## GOAL OF THE EXERCISE
Report back every line of the entries that contains "gtmutils", exactly as written.

PROVIDED MATERIAL Block Start

PR #2040, opened 2025-08-24
Pterb Retier Fix

PlasmaticVoide:
Pterb had its research recipe still, and because the gt recipe wasn't properly removed, the soldering alloy script was creating new recipes based off the more expensive recipe.

### DIFF
--- a/kubejs/server_scripts/fixes_tweaks/pterb_retier.js
+++ b/kubejs/server_scripts/fixes_tweaks/pterb_retier.js
@@ -3,8 +3,8 @@
  * - Replaces UV components with LuV components.
  */
 ServerEvents.recipes(event => {
-    event.remove({ id: "gtceu:pterb" })
-    event.remove({ id: "gtceu:research_station/1_x_gtceu_active_transformer" })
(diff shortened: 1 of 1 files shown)


madeofstars0:
Is the pterbEnabled config value (gtmutils.yaml) related to what you are trying to accomplish here?

https://github.com/ThePansmith/Monifactory/blob/main/config/gtmutils.yaml#L19

It is set as true in both the default and the normal configs (I didn't check the others).

PlasmaticVoide:
the pterbEnabled config in gtmutils.yaml is a config that either enables or disables the creation of the pterb multiblock
In moni, we change the pterb recipe to tier it at a different point in progression, using the pterb_retier.js file. This file however had some mistakes in it that meant it didn't fully properly remove the old assline and research recipes, which is what this pr addresses.

madeofstars0:
I see, I just saw your PR and was mucking thru the configs looking for something else and saw that entry. Thanks for the explanation, there is wayyyyyyyyyy too much to know.

Xefyr0 (approved):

PROVIDED MATERIAL Block End

## OUTPUT
Is the pterbEnabled config value (gtmutils.yaml) related to what you are trying to accomplish here?
https://github.com/ThePansmith/Monifactory/blob/main/config/gtmutils.yaml#L19
the pterbEnabled config in gtmutils.yaml is a config that either enables or disables the creation of the pterb multiblock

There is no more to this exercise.